TO DO:
Among the entries below, please repeat exactly and only the lines from the line containing "no attribute 'model'" to the line containing "Class or not.", both lines included.

DATA TO USE:
--

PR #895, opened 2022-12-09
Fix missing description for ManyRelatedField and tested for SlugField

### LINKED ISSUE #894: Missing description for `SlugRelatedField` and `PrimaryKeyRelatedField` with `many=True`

--

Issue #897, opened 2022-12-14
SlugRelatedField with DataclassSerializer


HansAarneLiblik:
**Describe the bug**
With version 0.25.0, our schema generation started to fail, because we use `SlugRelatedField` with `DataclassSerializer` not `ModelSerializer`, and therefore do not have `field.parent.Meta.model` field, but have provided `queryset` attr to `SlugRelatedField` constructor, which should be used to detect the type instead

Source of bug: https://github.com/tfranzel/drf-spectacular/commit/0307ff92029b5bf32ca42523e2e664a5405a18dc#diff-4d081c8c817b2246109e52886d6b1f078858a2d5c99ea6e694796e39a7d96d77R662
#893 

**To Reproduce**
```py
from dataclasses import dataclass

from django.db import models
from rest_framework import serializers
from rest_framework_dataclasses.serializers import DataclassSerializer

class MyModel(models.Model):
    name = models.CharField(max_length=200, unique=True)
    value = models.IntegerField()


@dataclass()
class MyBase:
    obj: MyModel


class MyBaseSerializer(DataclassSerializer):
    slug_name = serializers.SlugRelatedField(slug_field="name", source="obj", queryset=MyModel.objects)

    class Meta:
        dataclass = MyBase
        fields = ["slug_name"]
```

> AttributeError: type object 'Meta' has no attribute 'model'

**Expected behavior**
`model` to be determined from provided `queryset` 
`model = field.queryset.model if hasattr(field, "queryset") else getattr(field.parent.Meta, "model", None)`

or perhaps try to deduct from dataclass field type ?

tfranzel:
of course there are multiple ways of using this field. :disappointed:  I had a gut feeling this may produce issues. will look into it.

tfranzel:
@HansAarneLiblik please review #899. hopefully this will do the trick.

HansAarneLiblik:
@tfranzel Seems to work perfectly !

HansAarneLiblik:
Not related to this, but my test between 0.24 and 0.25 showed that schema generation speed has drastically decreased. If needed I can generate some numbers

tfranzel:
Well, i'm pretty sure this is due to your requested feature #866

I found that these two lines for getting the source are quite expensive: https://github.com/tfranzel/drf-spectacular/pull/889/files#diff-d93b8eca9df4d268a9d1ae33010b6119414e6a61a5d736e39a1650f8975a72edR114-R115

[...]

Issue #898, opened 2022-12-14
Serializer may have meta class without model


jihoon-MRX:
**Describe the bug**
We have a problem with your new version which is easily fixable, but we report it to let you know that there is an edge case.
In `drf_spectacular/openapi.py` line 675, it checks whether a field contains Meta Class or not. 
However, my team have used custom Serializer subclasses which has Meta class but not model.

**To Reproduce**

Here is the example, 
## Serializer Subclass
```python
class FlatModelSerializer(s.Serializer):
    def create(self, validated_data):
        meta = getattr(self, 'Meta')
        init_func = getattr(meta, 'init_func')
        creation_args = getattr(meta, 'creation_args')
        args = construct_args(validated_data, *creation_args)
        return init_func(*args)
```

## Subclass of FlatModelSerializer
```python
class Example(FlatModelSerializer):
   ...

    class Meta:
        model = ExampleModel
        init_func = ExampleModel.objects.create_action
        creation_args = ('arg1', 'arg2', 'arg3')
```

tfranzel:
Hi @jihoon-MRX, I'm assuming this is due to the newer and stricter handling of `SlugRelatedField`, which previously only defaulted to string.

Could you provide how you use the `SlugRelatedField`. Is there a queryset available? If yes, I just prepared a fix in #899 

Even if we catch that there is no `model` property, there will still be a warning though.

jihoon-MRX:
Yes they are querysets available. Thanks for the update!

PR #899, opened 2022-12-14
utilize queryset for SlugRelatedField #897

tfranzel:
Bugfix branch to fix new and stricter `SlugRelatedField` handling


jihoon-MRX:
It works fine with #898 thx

--

EXERCISE OUTPUT:
> AttributeError: type object 'Meta' has no attribute 'model'

**Expected behavior**
`model` to be determined from provided `queryset` 
`model = field.queryset.model if hasattr(field, "queryset") else getattr(field.parent.Meta, "model", None)`

or perhaps try to deduct from dataclass field type ?

tfranzel:
of course there are multiple ways of using this field. :disappointed:  I had a gut feeling this may produce issues. will look into it.

tfranzel:
@HansAarneLiblik please review #899. hopefully this will do the trick.

HansAarneLiblik:
@tfranzel Seems to work perfectly !

HansAarneLiblik:
Not related to this, but my test between 0.24 and 0.25 showed that schema generation speed has drastically decreased. If needed I can generate some numbers

tfranzel:
Well, i'm pretty sure this is due to your requested feature #866

I found that these two lines for getting the source are quite expensive: https://github.com/tfranzel/drf-spectacular/pull/889/files#diff-d93b8eca9df4d268a9d1ae33010b6119414e6a61a5d736e39a1650f8975a72edR114-R115

[...]

Issue #898, opened 2022-12-14
Serializer may have meta class without model


jihoon-MRX:
**Describe the bug**
We have a problem with your new version which is easily fixable, but we report it to let you know that there is an edge case.
In `drf_spectacular/openapi.py` line 675, it checks whether a field contains Meta Class or not. 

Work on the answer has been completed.